*** EXTRACTED ENTRIES ***

PR #543, opened 2019-06-08
Prepare to remove project from plugin context (7 of 7)

tobous:
Removes the last references to the project object held in the session context. This basically marks the end of the refactoring to remove the project object from the plugin context. The rest if just a minor refactoring that can be done when the UI stuff is merged as well.

The PR should by reviewed by going through the commits. Each commit features a commit message giving more details about the content.


tobous:

tobous:
Rebased onto current base PR.

tobous:

tobous:

tobous:
Fixed commit making VirtualFileConverter static. Class was still added to session context. I either forgot to remove it in the first place or made a mistake while rebasing this PR. Either way, it works now.

m273d15:
The PR looks good to me, but making classes static makes them harder to mock. I know this is currently not really important, because we are writing no tests.
I think we should talk about what we want to test and then start bit by bit with testing.

tobous:

PR #545, opened 2019-06-08
[REFACTOR] Replace deprecated ObjectUtils methods

stefaus:
The hashCode and equals method in the ObjectUtils class from Apache
Commons was marked deprecated and they advise to use the methods from
Java standard libary introduced in Java 7. This replacement was done
using a shell script.


stefaus:
According to the [guidelines](https://google.github.io/styleguide/javaguide.html#s3.3.3-import-ordering-and-spacing) enforced by the google formatter: 
>imported names appear in ASCII sort order

PR #549, opened 2019-06-12
Remove unused AWT UISynchronizer implementation

tobous:
Removes an AWT UI synchronizer implementation located in the Eclipse
package. This class was added to allow for compatibility with IDEs using
AWT based UIs. This most likely was forgotten when splitting Saros into
Saros/E and the Saros core. It is no longer needed as the UI
synchronizer is now the responsibility of the separate IDE
implementations.

Also renames the eclipse UI synchronizer to match the general naming pattern and to make it easier to recognize that it is the eclipse implementation.


tobous:

PR #556, opened 2019-06-28
Fix issues with SharedIDEContext.dispose()

tobous:
#### [FIX][I] Drop preregistered project object on session end

Adjusts SharedIDEContext to drop the held preregistered project object.
Otherwise, starting a second session after the first session ended
causes an erroneous warning on the host side as the preregistered
project of the first session is still present.

#### [FIX][I] Add null check to SharedIDEContext.dispose()

Adds a null check for applicationEventHandlers and projectEventHandlers
to SharedIDEContext.dispose(). This check is needed as the context can
be disposed without the handlers being initialized when the project
negotiation was canceled on the client side.


tobous:

PR #844, opened 2020-02-25
Refactor EDT handling

tobous:
This PR is mainly a refactoring, so there isn't a lot of interest happening. The main thing is moving the EDT runner logic from `Filesystem` to the new class `EDTExecutor` and then replacing direct calls to the EDT logic with calls to the new class.

Furthermore, a minor issue is fixed where calls in`ProjectAPI` were not run from the EDT even though they were required to.

#### [REFACTOR][I] Rename Filesystem to FilesystemRunner

Renames Filesystem to FilesystemRunner to better represent the
functionality of the class.

Subsequently moves it to the runtime package.

#### [INTERNAL][I] Add EDTExecutor

Adds the class EDTExecutor offering methods to synchronously or
asynchronously run tasks on the event dispatcher thread (EDT).

This class was added to unify the logic needing access to such
capabilities. A followup commit will replace all current usage of the
direct logic to run tasks on the EDT with calls to the EDTExecutor.

#### [REFACTOR][I] Use EDTExecutor

Replaces all direct calls to Application.invokeAndWait(...) and
Application.invokeLater(...) with calls to the EDTExecutor.

Removes a couple of execution blocks for code that does not need to be
executed on the EDT.

#### [FIX][I] Execute code in EDT where necessary in ProjectAPI methods

Fixes some methods of the ProjectAPI that did not correctly run certain
calls on the EDT as required by their documentations.

Subsequently removes a now unused method from the FilesystemRunner that
was previously erroneously used to run code on the EDT.

### DIFF
--- a/intellij/src/saros/core/ui/eventhandler/NegotiationHandler.java
+++ b/intellij/src/saros/core/ui/eventhandler/NegotiationHandler.java
@@ -1,6 +1,5 @@
 package saros.core.ui.eventhandler;
 
-import com.intellij.openapi.application.ApplicationManager;
 import com.intellij.openapi.application.ModalityState;
 import com.intellij.openapi.project.Project;
 import com.intellij.openapi.wm.WindowManager;
@@ -10,6 +9,7 @@ import org.apache.log4j.Logger;
 import saros.core.monitoring.IStatus;
 import saros.core.monitoring.Status;
 import saros.intellij.SarosComponent;
+import saros.intellij.runtime.EDTExecutor;
 import saros.intellij.runtime.UIMonitoredJob;
 import saros.intellij.ui.Messages;
 import saros.intellij.ui.util.NotificationPanel;
@@ -78,30 +78,28 @@ public class NegotiationHandler implements INegotiationHandler {
   private void showIncomingInvitationUI(
       Project project, final IncomingSessionNegotiation negotiation) {
 
-    ApplicationManager.getApplication()
-        .invokeLater(
-            () -> {
-              JoinSessionWizard wizard =
-                  new JoinSessionWizard(project, getWindow(project), negotiation);
-              wizard.setModal(true);
-              wizard.open();
-            },
-            ModalityState.defaultModalityState());
+    EDTExecutor.invokeLater(
+        () -> {
+          JoinSessionWizard wizard =
+              new JoinSessionWizard(project, getWindow(project), negotiation);
+          wizard.setModal(true);
+          wizard.open();
+        },
+        ModalityState.defaultModalityState());
   }
 
   private void showIncomingProjectUI(
       Project project, final AbstractIncomingProjectNegotiation negotiation) {
 
-    ApplicationManager.getApplication()
-        .invokeLater(
-            () -> {
-              AddProjectToSessionWizard wizard =
-                  new AddProjectToSessionWizard(project, getWindow(project), negotiation);
+    EDTExecutor.invokeLater(
+        () -> {
+          AddProjectToSessionWizard wizard =
+              new AddProjectToSessionWizard(project, getWindow(project), negotiation);
 
-              wizard.setModal(false);
-              wizard.open();
-            },
-            ModalityState.defaultModalityState());
+          wizard.setModal(false);
+          wizard.open();
+        },
+        ModalityState.defaultModalityState());
   }
 
   private Window getWindow(Project project) {
@@ -215,11 +213,7 @@ public class NegotiationHandler implements INegotiationHandler {
                 MessageFormat.format(
                     Messages.NegotiationHandler_project_sharing_canceled_message, peerName);
 
-            ApplicationManager.getApplication()
-                .invokeLater(
-                    () ->
-                        NotificationPanel.showInformation(
-                            message, "Project sharing canceled remotely"));
+            NotificationPanel.showInformation(message, "Project sharing canceled remotely");
 
             return new Status(IStatus.CANCEL, SarosComponent.PLUGIN_ID, message);
 
--- a/intellij/src/saros/intellij/editor/ProjectAPI.java
+++ b/intellij/src/saros/intellij/editor/ProjectAPI.java
@@ -8,6 +8,7 @@ import com.intellij.openapi.project.Project;
 import com.intellij.openapi.roots.ProjectFileIndex;
 import com.intellij.openapi.vfs.VirtualFile;
 import org.jetbrains.annotations.NotNull;
+import saros.intellij.runtime.EDTExecutor;
 import saros.intellij.runtime.FilesystemRunner;
 
 /** Static utility class for interacting with the project-level Intellij editor API. */
@@ -55,10 +56,13 @@ public class ProjectAPI {
    */
   public static Editor openEditor(
       @NotNull Project project, @NotNull VirtualFile virtualFile, final boolean activate) {
-    return FilesystemRunner.runReadAction(
+
+    FileEditorManager fileEditorManager = getFileEditorManager(project);
+
+    return EDTExecutor.invokeAndWait(
         () ->
-            getFileEditorManager(project)
-                .openTextEditor(new OpenFileDescriptor(project, virtualFile), activate));
+            fileEditorManager.openTextEditor(
+                new OpenFileDescriptor(project, virtualFile), activate));
   }
 
   /**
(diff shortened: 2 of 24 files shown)


saros-infrastructure:


```diff

Issues
======
- Added 2
           

Complexity increasing per file
==============================
- intellij/src/saros/intellij/ui/views/buttons/ConsistencyButton.java  1
- intellij/src/saros/intellij/runtime/EDTExecutor.java  7
- intellij/src/saros/intellij/runtime/FilesystemRunner.java  1
- intellij/src/saros/intellij/runtime/IntellijUISynchronizer.java  2
         
```


See the complete overview on [Codacy](https://app.codacy.com/manual/Saros/saros/pullRequest?prid=5068197&bid=16675566)

intellij/src/saros/core/ui/eventhandler/NegotiationHandler.java
```diff
@@ -78,30 +78,28 @@ public void handleIncomingProjectNegotiation(AbstractIncomingProjectNegotiation
...
-            },
-            ModalityState.defaultModalityState());
+    EDTExecutor.invokeLater(
+        () -> {
+          JoinSessionWizard wizard =
+              new JoinSessionWizard(project, getWindow(project), negotiation);
+          wizard.setModal(true);
+          wizard.open();
+        },
+        ModalityState.defaultModalityState());
```
m273d15: Why do you use the default modality state (for multiple calls of EDTExecutor methods in this PR) instead of using your method with the signature `invokeLater(@NotNull Runnable)` that uses the default state?

intellij/src/saros/core/ui/eventhandler/NegotiationHandler.java
```diff
@@ -215,11 +213,7 @@ protected IStatus run(IProgressMonitor monitor) {
                 MessageFormat.format(
                     Messages.NegotiationHandler_project_sharing_canceled_message, peerName);
 
-            ApplicationManager.getApplication()
-                .invokeLater(
-                    () ->
-                        NotificationPanel.showInformation(
-                            message, "Project sharing canceled remotely"));
+            NotificationPanel.showInformation(message, "Project sharing canceled remotely");
```
m273d15: (Not important for this PR:) The constant string can be moved into the messages.properties.

intellij/src/saros/intellij/runtime/FilesystemRunner.java
```diff
@@ -75,16 +53,13 @@ private FilesystemRunner() {
    * @see Application#runWriteAction(Runnable)
    */
   public static void runWriteAction(
-      @NotNull final Runnable runnable, @Nullable final ModalityState modalityState) {
-
-    final ModalityState chosenModalityState =
```
m273d15: Why is this check not necessary anymore?

intellij/src/saros/intellij/runtime/IntellijUISynchronizer.java
```diff
@@ -1,46 +1,42 @@
...
   private static final Logger log = Logger.getLogger(IntellijUISynchronizer.class);
 
   @Override
   public void asyncExec(Runnable runnable) {
-    exec(runnable, true);
+    try {
+      EDTExecutor.invokeLater(runnable);
+
+    } catch (ProcessCanceledException e) {
+      log.error("Synchronous execution on EDT interrupted - " + runnable, e);
```
m273d15:
```suggestion
      log.error("Asynchronous execution on EDT interrupted - " + runnable, e);
```

m273d15: Is this a possible scenario? I would expect that invokeLater directly returns and does not throw a ProcessCanceledException.

intellij/src/saros/intellij/runtime/EDTExecutor.java
```diff
@@ -0,0 +1,130 @@
...
+
+    application.invokeAndWait(runnable, modalityState);
+  }
+
+  /**
+   * Calls {@link #invokeAndWait(Runnable, ModalityState)} with {@link
+   * ModalityState#defaultModalityState()}.
+   */
+  public static void invokeAndWait(@NotNull Runnable runnable) {
+    invokeAndWait(runnable, ModalityState.defaultModalityState());
```
m273d15: There is already an [invokeAndWait method that uses the defaultModalityState](https://github.com/JetBrains/intellij-community/blob/5ce01ec91f0eae2b44a0f6e712eb219863967ce9/platform/core-api/src/com/intellij/openapi/application/Application.java#L386)
Same for `invokeLater`

intellij/src/saros/intellij/editor/ProjectAPI.java
```diff
@@ -56,7 +57,9 @@ public static boolean isOpen(@NotNull Project project, @NotNull Document documen
    * @return whether there is an open text editor for the given file
    */
   public static boolean isOpenInTextEditor(@NotNull Project project, @NotNull VirtualFile file) {
-    FileEditor[] fileEditors = getFileEditorManager(project).getEditors(file);
+    FileEditorManager fileEditorManager = getFileEditorManager(project);
+
+    FileEditor[] fileEditors = EDTExecutor.invokeAndWait(() -> fileEditorManager.getEditors(file));
```
m273d15: In contrast to the other methods you wrapped in an `invokeAndWait` the method `getEditors` has [no comment](https://github.com/JetBrains/intellij-community/blob/5ce01ec91f0eae2b44a0f6e712eb219863967ce9/platform/platform-api/src/com/intellij/openapi/fileEditor/FileEditorManager.java#L122) "Must be called from <a href="https://docs.oracle.com/javase/tutorial/uiswing/concurrency/dispatch.html">EDT</a>." Is it necessary to wrap this method?

intellij/src/saros/core/ui/eventhandler/NegotiationHandler.java
tobous: The methods implicitly using the default modality state were meant more as convenience methods. As the default modality state is most often used, I thought it would be nice to have a method were we wouldn't have to specify it.

But I didn't feel like it was necessary to replace all prior usages explicitly stating to use the default modality state with this new call.

intellij/src/saros/core/ui/eventhandler/NegotiationHandler.java
tobous: There is a lot of stuff in the UI that needs cleaning up.

intellij/src/saros/intellij/editor/ProjectAPI.java
tobous: Yes, it is not stated in the javadoc. But in the actual [implementation](https://github.com/JetBrains/intellij-community/blob/5ce01ec91f0eae2b44a0f6e712eb219863967ce9/platform/platform-impl/src/com/intellij/openapi/fileEditor/impl/FileEditorManagerImpl.java#L1312) of the method, it still very much checks for it being run on the EDT.

intellij/src/saros/intellij/runtime/EDTExecutor.java
tobous: And, as far as I can tell, [they do exactly the same](https://github.com/JetBrains/intellij-community/blob/5ce01ec91f0eae2b44a0f6e712eb219863967ce9/platform/platform-impl/src/com/intellij/openapi/application/impl/ApplicationImpl.java#L485). But, with these being convenience methods, I thought it would be better to specify this assumption in our code and not rely on theirs.

intellij/src/saros/intellij/runtime/IntellijUISynchronizer.java
tobous: This was just copy-pasted (badly) from the old logic. And no, it does not seem like the async execution can throw such an exception. Will remove the check.

intellij/src/saros/intellij/runtime/FilesystemRunner.java
tobous: Because the new logic does not accept null values. The field is now marked as `NotNull`.

The old implementation was just a different approach to offer a convenience call: Specify the modality state or, if you don't (i.e. pass `null`), we will use the default modality state. I thought it would be clearer if there rather were two different methods, one requiring a modality state (that is non-null) and one that does not (and always uses the default modality state).

I also checked all calls of these methods to ensure that none of them are passing null when calling one of these methods.

Also, as no call ever passed null, I did not introduce any such convenience methods here. But that goes back to the other point of whether it is necessary to replace all old calls that use the default modality state with the convenience method.

saros-infrastructure:


```diff

Issues
======
- Added 2
           

Complexity increasing per file
==============================
- intellij/src/saros/intellij/runtime/IntellijUISynchronizer.java  2
- intellij/src/saros/intellij/ui/views/buttons/ConsistencyButton.java  1
- intellij/src/saros/intellij/runtime/EDTExecutor.java  7
- intellij/src/saros/intellij/runtime/FilesystemRunner.java  1
         
```


See the complete overview on [Codacy](https://app.codacy.com/manual/Saros/saros/pullRequest?prid=5068197&bid=16675566)

tobous:
Rebased onto the current master. Changed order as the base PR has not yet been reviewed.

*** End of EXTRACTED ENTRIES ***

WORK ORDER: Whenever the string "deprecated" shows up in a line of the entries, copy that line.

WRITTEN RESPONSE:
[REFACTOR] Replace deprecated ObjectUtils methods
Commons was marked deprecated and they advise to use the methods from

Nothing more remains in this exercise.